Que compromissos específicos está disposta a assumir em termos de reforço da transparência, de maior cooperação e de tomada em consideração efetiva das posições e pedidos do Parlamento em matéria de iniciativa legislativa? Relativamente às iniciativas previstas e aos procedimentos em curso, está disposta a transmitir ao Parlamento as informações e os documentos, em pé de igualdade com o Conselho?


Como antiga primeira-ministra, posso garantir-vos que procurarei sempre estabelecer um diálogo e uma cooperação ativos com todos os grupos políticos do Parlamento. Espero trabalhar estreitamente com todas as comissões relevantes e com todos os deputados numa base de abertura, transparência e intercâmbio de informações. Prestar-vos-ei contas de todas as minhas ações. É absolutamente essencial para o sucesso da integração europeia que o Parlamento Europeu disponha dos meios necessários para exercer o seu controlo democrático. Nessa matéria, podem contar com a minha total cooperação.


Garantir uma estreita relação de trabalho entre o Parlamento e a Comissão é do nosso interesse mútuo, assim como do interesse geral da União e dos seus cidadãos. Nesse esforço, conto com a ajuda e o apoio do Parlamento. Como modo de concretizar esse estreitamento de relações, estarei, por exemplo, regularmente presente nas sessões plenárias e nas reuniões das comissões, assegurarei um fluxo frequente e direto de informações, em particular com os presidentes das comissões parlamentares relevantes, e estarei disponível para debates informais e contactos bilaterais.


Garantirei a representação da Comissão na minha área de responsabilidade de uma forma que otimize a presença política da Comissão nas reuniões das comissões e nas negociações tripartidas. Estou convencida de que os novos métodos de trabalho da Comissão e o papel dos vice-presidentes coordenadores trarão um valor acrescentado importante à relação especial entre o Parlamento Europeu e a Comissão.


A Comissão é totalmente responsável perante o Parlamento Europeu, que é o representante democrático dos cidadãos da União. Sem prejuízo do princípio da colegialidade, aceito a minha responsabilidade política pessoal pelas áreas que me foram atribuídas, em conformidade com o Acordo-Quadro estabelecido entre o Parlamento Europeu e a Comissão.


No meu domínio de competência, garantirei que a Comissão tenha na máxima conta as posições do PE. É necessário que entre a Comissão e os colegisladores exista um entendimento comum para que um projeto tão abrangente e desafiador como a União Energética seja bem sucedido. Aplicarei, por conseguinte, as disposições do Acordo-Quadro e, nos domínios da minha responsabilidade, certificar-me-ei de que a Comissão responda às resoluções parlamentares ou aos pedidos formulados ao abrigo do artigo 225.º do TFUE no prazo de três meses após a sua adoção. Neste contexto, apoio e subscrevo plenamente o compromisso assumido pelo Presidente eleito Juncker de que a futura Comissão estará particularmente atenta aos relatórios de iniciativa legislativa. Na resposta escrita que deve ser dada no prazo de três meses terei igualmente em conta o estado de preparação interna e a discussão colegial na Comissão, assim como a necessidade de uma ampla consulta das partes interessadas e de uma avaliação de impacto rigorosa, decorrentes da nossa preocupação comum com a qualidade da legislação e com a adequação do quadro regulamentar.

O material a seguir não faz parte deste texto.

PR #185, opened 2021-07-15
Improve error handling

nicolas-grekas:
The current logic breaks when eg `stream_get_contents()` triggers a warning after a timeout.
See https://github.com/symfony/symfony/issues/42100 for background.
guzzle/psr7 has the same issue btw.

### DIFF
--- a/src/UploadedFile.php
+++ b/src/UploadedFile.php
@@ -80,7 +80,7 @@ class UploadedFile implements UploadedFileInterface
 
         if (\UPLOAD_ERR_OK === $this->error) {
             // Depending on the value set file or stream variable.
-            if (\is_string($streamOrFile)) {
+            if (\is_string($streamOrFile) && '' !== $streamOrFile) {
                 $this->file = $streamOrFile;
             } elseif (\is_resource($streamOrFile)) {
                 $this->stream = Stream::create($streamOrFile);
@@ -114,11 +114,11 @@ class UploadedFile implements UploadedFileInterface
             return $this->stream;
         }
 
-        try {
-            return Stream::create(\fopen($this->file, 'r'));
-        } catch (\Throwable $e) {
-            throw new \RuntimeException(\sprintf('The file "%s" cannot be opened.', $this->file));
+        if (false === $resource = @\fopen($this->file, 'r')) {
+            throw new \RuntimeException(\sprintf('The file "%s" cannot be opened: %s', $this->file, \error_get_last()['message'] ?? ''));
         }
+
+        return Stream::create($resource);
     }
 
     public function moveTo($targetPath): void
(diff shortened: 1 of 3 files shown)


src/UploadedFile.php
```diff
@@ -114,11 +114,11 @@ public function getStream(): StreamInterface
             return $this->stream;
         }
 
-        try {
-            return Stream::create(\fopen($this->file, 'r'));
-        } catch (\Throwable $e) {
-            throw new \RuntimeException(\sprintf('The file "%s" cannot be opened.', $this->file));
+        if (false === $h = @\fopen($this->file, 'r')) {
+            throw new \RuntimeException(\sprintf('The file "%s" cannot be opened: %s', $targetPath, error_get_last()['message'] ?? ''));
```
stof, line 118: this must be `$this->file`

simPod:
```suggestion
            throw new \RuntimeException(\sprintf('The file "%s" cannot be opened: %s', $this->file, error_get_last()['message'] ?? ''));
```

nicolas-grekas: fixed thanks

src/UploadedFile.php
```diff
@@ -130,20 +130,23 @@ public function moveTo($targetPath): void
...
             if ($stream->isSeekable()) {
                 $stream->rewind();
             }
 
-            try {
-                // Copy the contents of a stream into another stream until end-of-file.
-                $dest = Stream::create(\fopen($targetPath, 'w'));
-            } catch (\Throwable $e) {
-                throw new \RuntimeException(\sprintf('The file "%s" cannot be opened.', $targetPath));
+            if (false === $h = @\fopen($targetPath, 'w')) {
```
Nyholm, line 144: $h?

Is this your C background that is showing itself?

src/UploadedFile.php
```diff
@@ -80,7 +80,7 @@ public function __construct($streamOrFile, $size, $errorStatus, $clientFilename
 
         if (\UPLOAD_ERR_OK === $this->error) {
             // Depending on the value set file or stream variable.
-            if (\is_string($streamOrFile)) {
+            if (\is_string($streamOrFile) && '' !== $this->file) {
```
Nyholm, line 83: I think `$this->file` will always be `null` here, right?

Nyholm (commented):
Thank you. I just have one question.

src/UploadedFile.php
nicolas-grekas: renamed :)

src/UploadedFile.php
nicolas-grekas: right, fixed!

Nyholm (approved):
Thank you

simPod:
@Nyholm would you mind releasing a new patch? Thanks!

PR #186, opened 2021-08-09
Stupid error

jorgdz:
* Fix the method createStreamFromFile animals >:(


Nyholm:
Could you elaborate why this is needed? 

According to the [PSR-17](https://www.php-fig.org/psr/psr-17/) specification, we do need to open the file.

frikiluser:
> Could you elaborate why this is needed?
> 
> According to the [PSR-17](https://www.php-fig.org/psr/psr-17/) specification, we do need to open the file.

Probably the $mode should be checked/sanitized before opening the file. But I think it's not the point of this issue.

Escusado será dizer que apoio e me comprometo a aplicar na íntegra o princípio da igualdade de tratamento do Parlamento Europeu e do Conselho no que respeita ao acesso a reuniões ou ao fluxo de informações, em conformidade com as disposições do Acordo-Quadro.

 
 
Perguntas da Comissão da Indústria, da Investigação e da Energia e da Comissão do Ambiente, da Saúde Pública e da Segurança Alimentar

3. Prioridades da Comissária


Quais são as principais questões, no âmbito da pasta União da Energia, a que tenciona dar prioridade? Que calendário prevê para a consecução dessas prioridades? Quais as iniciativas legislativas e não legislativas específicas que tenciona apresentar, e de acordo com que calendário?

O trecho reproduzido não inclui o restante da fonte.